Caveat – I am not an economist, so the opinions expressed are mine based on little education, some experience and selective readings. Those with more knowledgeable than me might properly challenge my findings. My bottom line is that modest deflation and inflation, by which I mean one or two percentage points, are not reasons for concern. It is when we get rapid changes in either direction that trouble ensues, as the U.S. experienced in the 1930s with deflation and in the 1970s with inflation, and which other countries have undergone to far greater extremes.
We live in an age of technological wonderment, not dissimilar to the closing decades of the 19th Century when the fruits of the Industrial Revolution were being harvested. The European Space Agency was able to land a vehicle on a comet 300 million miles away, yet only two and a half miles wide, and which was traveling at 40,000 miles per hour. The journey began on March 2, 2004 in French Guinea when the spacecraft Rosetta lifted off on what would be a journey of 3.8 billion miles and which took more than ten years. By any measure this was an extraordinary feat.
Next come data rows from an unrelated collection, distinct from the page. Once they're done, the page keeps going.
PR #855, opened 2017-08-08
Add architecture record on versioning in the govuk index

suzannehamilton:
Explain why we are adding external versioning to the new Elasticsearch indexing and which edge cases it will handle.

### DIFF
--- a/doc/arch/adr-002-handle-race-conditions-in-govuk-index.md
+++ b/doc/arch/adr-002-handle-race-conditions-in-govuk-index.md
@@ -1,0 +1,105 @@
+# Decision record: use versioning to handle race conditions when updating the govuk index
+
+## Context
+
+We are in the process of creating a new 'govuk' index to replace the existing
+mainstream, government and detailed indexes. The new index will be populated by
+rummager using publishing and unpublishing event messages pulled from a queue
+controlled by the publishing API.
+
+Rummager cannot rely on messages from the queue being processed in the order
+that they were generated. This means that either rummager should handle edge
+cases such as these or we will need to accept the consequences:
+
+- A document is published twice in quick succession. The second publishing event
+  arrives in rummager first. The later, stale message should not overwrite the
+  more recent data in the index.
+- A document is unpublished and then immediately republished. The republishing
+  message is processed first. The later, stale unpublishing message should be
+  ignored and the published document should remain in the search index.
+- A document is published and then immediately unpublished. The unpublishing
+  event is processed first. The later, stale publishing message should not
+  re-add the document to the search index. It should remain unpublished.
+
+## Decision
+
+### Use Elasticsearch's external versioning
+
+Elasticsearch supports [external versioning][es-versioning] for documents. This
+means that each document includes a version number from an external system,
+which in our case is the publishing event number from the publishing API.
+
+When the version number is set, Elasticsearch uses optimistic locking to ensure
+that a document is never updated or deleted if the new version number is less
+than or equal to the existing version number.
+
+This will take care of some of the edge cases:
+
+- If two publishing events arrive out of order, the second stale event will be
+  ignored because the version number is lower. Result: the document in the index
+  ends up in the expected state, which is the most recent version.
+- If a republishing message arrives before an earlier unpublishing message, the
+  unpublishing will be ignored because its version number is lower. Result: the
+  document remains in the index as expected.
+
+[es-versioning]: https://www.elastic.co/blog/elasticsearch-versioning-support
+
+### Delete unpublished documents
+
+The simplest way to handle an unpublishing event is to delete the document from
+the index. Unfortunately, this could lead to a race condition which will leave
+the index in a bad state:
+
+- If a document is published and then immediately unpublished but the
+  unpublished message arrives first, it will initially be deleted from the
+  index. But when the stale republishing message arrives, it will incorrectly
+  recreate the document. Result: the document remains in the search index
+  despite being unpublished.
+
+We considered handling this by storing unpublished documents as tombstone
+records. These would be temporary: they would be cleaned up by reindexing tasks,
+but would be present for long enough to prevent this race condition:
+
+- The unpublishing message arrives first and saves the document with an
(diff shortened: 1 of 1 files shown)


doc/arch/adr-002-delete-unpublished-documents-from-index.md
```diff
@@ -0,0 +1,90 @@
+# Decision record: delete documents from the govuk search index when an unpublishing message is received
```
dwhenry: I feel that something like "Handling unpublishing edge case" is more in line with what we are discussing and would allow us to update this when we handle the current delete case in a nicer fashion.

doc/arch/adr-002-delete-unpublished-documents-from-index.md
```diff
@@ -0,0 +1,90 @@
...
+- If two publishing events arrive out of order, the second stale event will be
+  ignored because the version number is lower. Result: the document in the index
+  ends up in the expected state, which is the most recent version.
+- If a republishing message arrives before an earlier unpublishing message, the
+  unpublishing will be ignored because its version number is lower. Result: the
+  document remains in the index as expected.
+
+[es-versioning]: https://www.elastic.co/blog/elasticsearch-versioning-support
+
+### Delete unpublished documents
```
dwhenry: These seem like options for the last edge case rather than `decisions` which they are nested under.

doc/arch/adr-002-delete-unpublished-documents-from-index.md
```diff
@@ -0,0 +1,90 @@
...
+- The unpublishing message arrives first and saves the document with an
+  'unpublished' flag. The stale republishing message then arrives, but the
+  message is ignored because its version is lower than the unpublishing message.
+  Result: the tombstone record remains in the search index as expected.
+
+We have decided to postpone the implementation of tombstone records until we
+have time to work on it. In the meantime, this race condition may occur, but the
+sequence of events leading to it are expected to be rare.
+
+### Rely on reindexing to fix inconsistencies
```
dwhenry: this feels like a statement rather than a decision and should potentially be included in the delete option as a note on it.

dwhenry (commented):
Look pretty good and quite clear. Just a feel thoughts on the ordering/structure of the document.

doc/arch/adr-002-delete-unpublished-documents-from-index.md
```diff
@@ -0,0 +1,90 @@
...
+
+[es-versioning]: https://www.elastic.co/blog/elasticsearch-versioning-support
+
+### Delete unpublished documents
+
+The simplest way to handle an unpublishing event is to delete the document from
+the index. Unfortunately, this could lead to a race condition which will leave
+the index in a bad state:
+
+- If a document is published and then immediately unpublished by the unpublished
```
brenetic: ~~by~~ => `but`

brenetic (approved):
One little typo, otherwise LGTM MWA 🚀

rboulton:
This looks good, and is in line with what rough discussions about this I was involved in a couple of years ago.

One point about the case of items being potentially left in the index after being unpublished due to the race condition; I think it would be worth including a note on considering the potential impact of leaving a document in the search index in this situation.

In particular, can you include consideration of what a support team should do if this happens to a high profile sensitive document, that the search index is still returning despite it having been removed? I experienced situations like this (though with different causes) in my time on the team. I believe currently there is a way to manually delete a document from the index using the search-admin application - is this mechanism or something going to continue to exist?  Or is re-indexing expected to be quick enough that that could be kicked off to resolve the situation within a few minutes if needed?

rboulton:
Just to say, also, it's really good to see clear documentation of decisions like this being made for the future.

doc/arch/adr-002-delete-unpublished-documents-from-index.md
suzannehamilton: Yeah, when I wrote the title I was thinking of the ADR as just covering the decision to delete unpublished docs rather than keeping them in the index, but it actually covers all of the versioning decisions. Is the new name clearer?

doc/arch/adr-002-delete-unpublished-documents-from-index.md
suzannehamilton: I've removed the heading from the tombstone records section to make it clearer that it's an alternative to deleting unpublished documents.

All the subheaders under Decisions are now actual decisions that we've chosen at this point. Does that help?

doc/arch/adr-002-delete-unpublished-documents-from-index.md
suzannehamilton: Fixed. 👍

suzannehamilton:
@rboulton I've expanded the Consequences section explaining what a user would see and how the support team could fix it. They can continue using Search Admin to remove links, but we think we should also add a publishing API rake task to resend the unpublishing message to rummager.

We don't yet know how long reindexing would take, but I'm guessing it could be an hour or so (once every page has been migrated to the new index). That's how long it takes to run the current reindexing task which updates the popularity data.

doc/arch/adr-002-handle-race-conditions-in-govuk-index.md
```diff
@@ -0,0 +1,105 @@
+# Decision record: use versioning to handle race conditions when updating the govuk index
```
dwhenry, line 1: @suzannehamilton I think this is a better title. 

@MatMoore wanted to clarify your understanding of the best way to write the title for ADR's.

I like what @suzannehamilton has here but would have leaned towards "Handling Race conditions when updating govuk index" as that describes the problem we are making a decision about while adding "use versioning" describes the solution as well. 

Which way should we lean? Are both valid depending on personal preference?

MatMoore: Both seem valid to me.

I'd lean towards including the solution in the title because if you're interested in understanding why something is the way it is, you should be able to scan the list of ADRs and see if there's anything relevant, but you may not know the original problem beforehand.

MatMoore (approved):
This is a really good write up 👍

Technology has changed our everyday lives in myriad ways, from e-books to smart phones, from home security systems to cars that drive themselves. Technology, along with the lowering of trade barriers, has allowed businesses to design products in one place and produce them somewhere else, lowering prices for consumers – a benign form of deflation that we should celebrate, despite politicians using the term to conjure images of potential catastrophes.
About a week ago John Cochrane, professor of finance at the University of Chicago, penned an op-ed in the Wall Street Journal titled “Who’s Afraid of a Little Deflation?” I read it, and exhaled, finally! Is it possible that we may be exiting an eighty-year period during which deflation, because of the 1930s, has been seen only as a portent of doom? During the 19th Century deflation was seen as compatible with economic growth.